Des millions de citoyens indiens ont été récemment exclus des listes électorales, touchant des personnes comme Nabijan Mondal, 73 ans, qui n'avait jamais manqué un scrutin en cinquante ans. Résidant au Bengale-Occidental, elle se voit pour la première fois privée de son droit de vote pour les élections législatives à venir, se tenant en deux phases les 23 et 29 avril dans cet État du nord-est.

Ce qu'il faut retenir

  • Plus de 50 millions d’Indiens radiés des listes électorales
  • Près de 9 millions de personnes exclues au Bengale-Occidental
  • Controverse autour de la révision des listes électorales par la Commission électorale indienne

Révision controversée des listes électorales

En prévision des élections, la Commission électorale indienne a entrepris une révision contestée des listes, affectant plus d'une douzaine de régions.

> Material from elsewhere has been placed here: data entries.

PR #2147, opened 2024-06-27
rework logic around collection deletion

chazlarson:
## Description

The existing code was deleting collections that didn't match all three criteria.  I made it a little wordier with some trace logging and track each criteria separately.

Example logging while debugging this:

```
| 🎆 Independence Day Movies is smaller than None, DELETE                                             |
| 🎆 Independence Day Movies - managed: False - collection_is_managed: True, NO DELETE                |
| 🎆 Independence Day Movies - configured: False - collection_is_configured: False, DELETE            |
| 🎆 Independence Day Movies would NOT have been deleted by new code                                  |
| 🎆 Independence Day Movies would be deleted by old code                                             |
```

Trace logging produced by PR'ed code:
```
| 🎆 Independence Day Movies - less: None vs collection size: 4, DELETE: False                        |
| 🎆 Independence Day Movies - managed: False vs collection managed: True, DELETE: False              |
| 🎆 Independence Day Movies - configured: False vs collection configured: False, DELETE: True        |
```
## Type of Change


chazlarson:
I don't think this is correct:
```
 return any((delete_less, delete_managed, delete_configured))
```
Don't we want all three to match rather than any one?

That's the issue that sent me down this road in the first place.

This config:
```
delete_collections:
  managed: false
  configured: false
```
Deletes and recreates the independence day collection every time Kometa runs today [with the original code and your reorg of this PR] since it doesn't show up as configured, even though it's managed.  `managed: false` should disqualify it from being deleted as I understand it.

My interpretation of
```
delete_collections:
  managed: false
  configured: false
```
is that collections should be deleted only if they are not managed AND not configured.

meisnate12:
yea you're right it should be `all` not `any`

meisnate12 (approved):

PR #2210, opened 2024-08-29
[WIP] Rework Ratings to not use Plex Ratings

YozoraXCII:
## Description

This change allows Ratings to be fetched from the original source during the Overlays run.

This negates the need to use any "Mass Rating" operations.

In addition, Kometa will automatically select the best `ratingX_image` based on what your `ratingX` choice is. This means the user no longer has to specify `ratingX_image` unless they want to override the default options.

### Issues Fixed or Closed

- Fixes #(issue)

## Type of Change

- New feature (non-breaking change which adds functionality)
- Documentation change (non-code changes affecting only the wiki)

## Checklist

- Updated Documentation to reflect changes
- Updated the CHANGELOG with the changes


YozoraXCII:
For documentation's sake: This cannot be merged yet due to a design issue whereby Kometa doesn't validate the rating returned using this method, so the rating will say it has been applied even if no rating exists.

Nabijan, par exemple, a été rayée des registres en raison d'une discordance entre son nom sur sa carte d'électeur, "Nabijan", et celui sur d'autres documents gouvernementaux, "Nabirul". Cette situation concerne plus de 9 millions de personnes dans le Bengale-Occidental, soit près de 12% des 76 millions d'électeurs de l'État. Environ 6 millions ont été signalées comme absentes ou décédées, tandis que les 3 millions restants pourraient retrouver leur droit de vote si des tribunaux spéciaux le rétablissent. Certains évoquent une possible discrimination envers les musulmans.

Contexte régional

Cet État, dont Calcutta est la capitale, se retrouve ainsi au cœur d'une polémique électorale majeure. Cette exclusion massive des listes électorales soulève des interrogations sur la transparence et l'équité du processus électoral en Inde.

Et maintenant ?

La situation actuelle laisse planer des doutes sur l'intégrité du processus électoral en Inde. Les prochaines élections pourraient être marquées par des contestations et des appels à une révision plus rigoureuse des listes électorales pour garantir la participation de tous les citoyens.